My life has been a landslide this summer, but summer's almost up and I'm facing a new year and a whole slew of hellos and goodbyes...more goodbyes than I think I'm prepared to handle. I'm facing a lot of personal ghosts but also some amazing prospects for the future. While a part of me wishes that this summer could last forever and I could forget about leaving and classes and figuring life out all over again, logically, I know that everything will work out (one way or another). Yes, there are things I am looking forward to, but in order to reach those I need to let go and plunge myself into a year that, quite honestly, scares the bejesus out of me!

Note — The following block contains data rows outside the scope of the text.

Issue #1913, opened 2017-10-31
Remove unsigned loads from IL Opcodes


rbanerjee:
As per the discussion in Issue #1902, the unsigned loads should be removed. 

These are all now deprecated and also there is no functional difference between a signed load and it's unsigned counterpart.

To be more specific this is the list of `unsigned load` Opcodes that are currently part  of  the IL and need to be removed

- [ ] buload 
- [ ] buloadi
- [ ] cload  (the unsigned version of `sload`) 
- [ ] cloadi  (the unsigned version of `sloadi`) 
- [ ] iuload
- [ ] iuloadi 
- [ ] luload
- [ ] luloadi

For each of these one would have to follow the steps outlined below -

- Remove the opcode from the OpCode enum,
- Remove it from the Opcode Properties table.
- Remove from the various RAS data structures
- Remove in the Optimizer
- Remove associated entries from OMRSimplifierTableEnum and the ValuePropagationTable
- Remove the evaluator for X | P | Z | ARM (given that they exist)

0xdaryl:
To make this easier to digest for someone considering taking on this issue in the future, could you articulate precisely which opcodes should be removed in this issue?

rbanerjee:
Updated the description to provide a brief overview for what needs to be done.

andrewcraik:
I will also need to be removed from the various RAS data structures as well as some careful removals from in the optimizer - there are tables in the Simplifier and Value Propagation that are enum index based as well so they will need to be updated too.

rbanerjee:
@andrewcraik  thanks. Updated the description accordingly.

0xdaryl:
I just discovered this issue.  Issue #2657 is a superset.  Closing this one.

PR #1928, opened 2017-11-01
Correct ireturn child types in ShiftAndRotate tests

rbanerjee:
These tests fail on s390x due to the missing conversions before `ireturn`.

The choice of doing a `signed` vs `unsigned` widening is based off of how the oracle is set up right now. From where our IL stands today, `ireturn` has no way of deciphering whether the left child of the `*shr` OpCode (which conventionally would dictate the signedness of the resulting shift) was signed or unsigned to begin with. So the “right choice” here, is to mimic how the oracle interprets the resulting bits while producing its result.

Something to keep mind, in this instance (and for future tests similar to this), the goal is to validate whether the associated Opcode (`*shr` in this case) behaves as expected. `ireturn` and the said conversion before it, are just part of "extracting the computed result”. So the “extraction process” must follow the same convention as the associated Test Oracle for the Test Case to be deemed valid.

(see the discussion below for details)

Fixes Issue: #1903

Related Issues: #1901

### DIFF
--- a/fvtest/compilertriltest/ShiftAndRotateTest.cpp
+++ b/fvtest/compilertriltest/ShiftAndRotateTest.cpp
@@ -180,7 +180,7 @@ TEST_P(Int8ShiftAndRotate, UsingConst) {
     auto param = TRTest::to_struct(GetParam());
 
     char inputTrees[120] = {0};
-    std::snprintf(inputTrees, 120, "(method return=Int8 (block (ireturn (%s (bconst %d) (iconst %d)) )))", param.opcode.c_str(), param.lhs, param.rhs);
+    std::snprintf(inputTrees, 120, "(method return=Int8 (block (ireturn (b2i (%s (bconst %d) (iconst %d)) ))))", param.opcode.c_str(), param.lhs, param.rhs);
     auto trees = parseString(inputTrees);
 
     ASSERT_NOTNULL(trees);
@@ -197,7 +197,7 @@ TEST_P(Int8ShiftAndRotate, UsingLoadParam) {
     auto param = TRTest::to_struct(GetParam());
 
     char inputTrees[120] = {0};
-    std::snprintf(inputTrees, 120, "(method return=Int8 args=[Int8, Int32] (block (ireturn (%s (bload parm=0) (iload parm=1)) )))", param.opcode.c_str());
+    std::snprintf(inputTrees, 120, "(method return=Int8 args=[Int8, Int32] (block (ireturn (b2i (%s (bload parm=0) (iload parm=1)) ))))", param.opcode.c_str());
     auto trees = parseString(inputTrees);
 
     ASSERT_NOTNULL(trees);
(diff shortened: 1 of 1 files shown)


rbanerjee:
@mgaudet  ptal.

mgaudet:
Would you be able to describe your rationale for choosing to widen aligned vs. unsigned, and potentially add that to the commit message?

rbanerjee:
@mgaudet What a great question (more on why this is such a great question later) 😁

Initially my idea of choosing whether to use `unsigned` vs `signed` widening was based off of what I had imagined to be the appropriate choice from a semantic perspective.
Something that quickly fell apart when I tried to justify it, even to myself.

So my original reasoning went something like this:
In the case of `bshr` (`shift byte right arithmetically (child1 >> child2)`) the signed bit gets copied over when shifting, thus preserving the sign of the byte. So it makes sense to let that information be carried over while widening and therefore `b2i` (i.e `signed` widening) made the most sense.
On the other hand, `bushr` (`shift byte right logically (child1 >> child2)`) by definition doesn't preserve the sign bit when shifting `child1`. Resulting in it's return type being always agnostic of the sign of `child1`. So before passing off the result to `ireturn`, `bu2i` (an unsigned widening) seemed the most appropriate choice.

However, there's the case where you shift by `zero` bits in both cases. Now the result of such a shift is trivial as in `child1` stays the same in the case of both `bshr` and `bushr`. So then the question becomes, "How does `ireturn` know whether to `sign` extend or not?".  Well the answer that is - it just doesn't.
(The same applies for `sshr` and `sushr`.)

(Now in the case of c++, the `type_of` `l << r` is dictated by the `type_of` `l`. But in our case, since we are doing the operation on bytes and there's no notion of `breturn`,  we must do an explicit cast going from `bshr / bushr` to `ireturn`. But `ireturn` has no idea of whether `child1` in `bshr` was `signed` or `unsigned` to begin with. In fact from my understanding, where our IL stands today, it doesn't even want to know that. One of the reasons why things like `buload` and other unsigned loads are considered redundant ( See https://github.com/eclipse/omr/issues/1913 ). At the end of the day, the evaluation rule in C++ is still just one placed by the language.) 

So essentially there is no correct answer to whether I should be doing a `b2i` or `bu2i` before invoking `ireturn` in any of these cases.  As anticlimactic as it sounds, the "right thing" to do is just mimic however the `oracle` is set up right now. Because at the end of the day, the goal in this case is to ensure `bshr/bushr` opcodes work as expected. It just so happens to be the case that there is no "one right way" of `extracting that result`. (somewhat relevant to the conversation we are having in https://github.com/eclipse/omr/issues/1901 ).
II'll summarize some of this in the commit description.

But yeah, thanks for asking that. It made me deeply revaluate the expectations that I have of our IL :)  . Also there is a point to be made whether these tests could be made better by abstracting away the aforementioned `extracting the result` part by doing the comparison between the expected and the computed result in the IL itself using something like `ifbucmpge `. I will try to not make this answer any longer and open up a separate issue for that  : ]

rbanerjee:
@mgaudet ptal. Updated the PR and commit descriptions accordingly.

@0xdaryl  Removing the `WIP` tag. Should be good merge once testing finishes.

0xdaryl:
genie-omr build all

I'm in a much better place than I was before. I've been forcing myself to let go (or at least put some things on the back burner), and it's helping me find a bit of clarity. I know it's going to be a stressful year; I know I'm going to be worried about a thousand things...but there's no point dwelling on the ones I can't change. Yes, they will always be there in the back of my mind, and yes, once in a while they're still going to get to me but I can't change a darned thing! *sigh*
On a more positive note, I only have a few more weeks before I'll be back in the classroom! I'm soooo close...and still incredibly impatient. Even more impatient to have my own classroom, but that's a whole different ballgame. What matters is that I will BE IN A CLASSROOM!!! Part of me is still terrified, but I'm oh-so-excited at the same time. I keep wondering who my cooperating teacher will be. What class will I be teaching? What school will I be teaching in? How old will my students be? I love that I'm getting another field placement this semester, and I'm full of that ready-to-go-out-and-change-the-world attitude! Maybe if I focus on that I can forget about all the other stuff that's bouncing around my brain...more on that another night.